What was that company? As Hudson notes, it "was a place where erstwhile shoe salesmen, ex-strippers and even a former porn actress could sign on as sales reps and make big money pushing home loans. WMC's top salespeople earned a million dollars a year or more and lived fast, swigging $1,000 bottles of Cristal and wheeling around in $100,000 Ferraris and Bentleys."
And when an investigator tried to put the brakes on fraudulent activity in that operation, Immelt's GE Capital sidelined him so that the party could continue. Not only was the firm spared any indictments, but the Treasury Department and Federal Reserve bent the rules so that it could be bailed out!
Not that its executives escaped punishment altogether. Immelt was sentenced to attend multiple public meetings -- as the head of the President's Economic Advisory Panel. (They even renamed the group when Immelt took over, calling it a "Jobs and Competitiveness Panel." That might have been a bit of mordant humor on someone's part, given Immelt's record of outsourcing American jobs overseas.)
What about that $25 billion foreclosure fraud settlement, which paid out less than $2,000 to people who had lost their homes through illegal foreclosure? We gave that deal a failing grade on all five criteria we'd defined for scoring the agreement: openness, justice, restitution, deterrence, and reconciliation. But we thought there was a possibility that some its provisions could be used to restore some measure of justice -- especially if it led to criminal indictments.

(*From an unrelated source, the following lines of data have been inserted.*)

PR #2882, opened 2026-08-12
fix(backlinks): scope broken-backlink results to the site sub-path

rpapani:
## What
Broken-backlink results from Semrush are only host-filtered (`isOnDifferentSubdomain`), never base-path filtered, so a **sub-path site** still receives whole-domain target URLs. The companion server-side `target_url LIKE '%host/path%'` filter (seo-client) is a coarse substring match — e.g. `%example.com/foo%` also matches `/foo-budget`.

## Fix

And as we suspected and feared, the penalties and restitution won't even amount to $25 billion. Banks are being "credited" for actions they were already taking before the settlement came along (shades of "Blind Trust").
Among the crimes involved in that settlement: Forgery and perjury, in the mass filing of notarized documents which falsely state that the person signing the document has seen and reviewed all the documents which prove that the bank is entitled to foreclose on a property. (That's what they call "robo-signing" -- since a false notarized document is a form of perjury, a better name would be "robo-crime.")
Robo-signing is one of many forms of bank lawbreaking which turned into a crime wave in recent years. And while the banks have promised to stop, Wells Fargo -- one of the banks who signed the deal -- illegally foreclosed on the same house last week for the second time. And they hired a firm to do it that was so sleazy its employees apparently vandalized and robbed the property when they raided it a second time.
How did they get permission to foreclose on this home, which the owners owned outright and which had no mortgage, unless they filed false documents twice stating that they had the proper documentation in hand to seize it?
The Big Sting
Then there's the enormous area of investor fraud, in which these banks bundled and sold mortgages to investors -- including many pension plans and public institutions -- which they knew were likely to fail. In fact, the entire "liar's loan" industry was built around writing bad mortgages and then defrauding investors into buying them.
It's like The Sting, multiplied a millionfold and unleashed on the entire country. (And considerably less photogenic leading actors. Blankfein and Immelt may be shrewd operators, but Redford and Newman they ain't.)